Although these studies were not designed to assess TD, the large patient numbers, the frequency of the ESRS evaluations, and the long duration of these studies provided an opportunity to better understand this pressing clinical concern. An additional strength of this report was the use of the ESRS, a comprehensive scale for the assessment of movement disorders that provides specificity in the detection of dyskinesias separate from other movement disorders, such as dystonias.

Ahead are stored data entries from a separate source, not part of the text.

PR #1490, opened 2020-09-25
Fix memory usage reporting in hypervisor/containerd

cshari-zededa:
- controller expects the following semantics:
   used memory - currently in use by the app
   available memory - how much is left out of its memory quota
- therefore available memory = quota - used
- changes to reflect the above logic

### DIFF
--- a/pkg/pillar/hypervisor/containerd.go
+++ b/pkg/pillar/hypervisor/containerd.go
@@ -174,15 +174,19 @@ func (ctx ctrdContext) GetDomsCPUMem() (map[string]types.DomainMetric, error) {
 	}
 
 	for _, id := range ids {
-		var usedMem, availMem uint32
+		var usedMem, availMem, totalMem uint32
 		var usedMemPerc float64
 		var cpuTotal uint64
 
 		if metric, err := containerd.CtrGetContainerMetrics(id); err == nil {
 			usedMem = uint32(roundFromBytesToMbytes(metric.Memory.Usage.Usage))
-			availMem = uint32(roundFromBytesToMbytes(metric.Memory.Usage.Max))
-			if availMem != 0 {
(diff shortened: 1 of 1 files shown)


pkg/pillar/hypervisor/containerd.go
```diff
@@ -174,15 +174,16 @@ func (ctx ctrdContext) GetDomsCPUMem() (map[string]types.DomainMetric, error) {
...
 		var usedMemPerc float64
 		var cpuTotal uint64
 
 		if metric, err := containerd.CtrGetContainerMetrics(id); err == nil {
 			usedMem = uint32(roundFromBytesToMbytes(metric.Memory.Usage.Usage))
-			availMem = uint32(roundFromBytesToMbytes(metric.Memory.Usage.Max))
-			if availMem != 0 {
-				usedMemPerc = float64(100 * float32(usedMem) / float32(availMem))
+			totalMem = uint32(roundFromBytesToMbytes(metric.Memory.HierarchicalMemoryLimit))
+			availMem = totalMem - usedMem
```
eriknordmark, line 184: Can this become negative?

rvs: I would be *really* surprised if it does (since these #s are basically pulled right from cgroups stats and I don't think that can happen there). That that -- better safe than sorry so we may as well check for that.

rvs (approved):
Hey @cshari-zededa -- this looks good to me, but can you please add that non-negative check so we can pull this ASAP for 5.12.3 ?

pkg/pillar/hypervisor/containerd.go
cshari-zededa: @rvs @eriknordmark I've updated the changes, please take a look.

Infrequent visits for the assessment of TD limited the ability to assess the persistence of dyskinesia in patients with an onset of symptoms after week 24. Further, TD that would have emerged beyond the study period described here would also be undetected. Two subsets of patients from the study by Croonenberghs et al [10] were followed for an additional one year (n = 48) (21) or two years (n = 35) of risperidone treatment [13]. Although subjects were not evaluated for treatment-emergent TD using the defined criteria applied in this analysis, EPS were rarely reported as an adverse events. There were no reports of TD [13,28].

Conclusion

It is essential to carefully assess movement disorders and TD, and to distinguish those that are treatment-emergent from those that may be behavioral characteristics of some pediatric disorders. This analysis of three large, long-term trials highlights the need for careful, objective evaluation of emergent movement disorders during all stages of treatment. These data further suggest that treatment with low-dose risperidone in pediatric subjects with DBDs is associated with a low rate of TD and other movement disorders. This safety information, coupled with efficacy results in other psychiatric and neurologic disorders, is essential for clinical decision making in young patients, particularly when long-term use of antipsychotics is anticipated. Additional large, rigorous studies examining the benefits and risks of antipsychotics in children and adolescents are needed.

Competing interests

Drs. Pandina, Bossie, and Zhu are employees of Ortho-McNeil Janssen Scientific Affairs, L.L.C., Titusville, NJ. At the time of study, Dr. Gharabawi was also an employee of Ortho-McNeil Janssen Scientific Affairs, L.L.C., Titusville, NJ.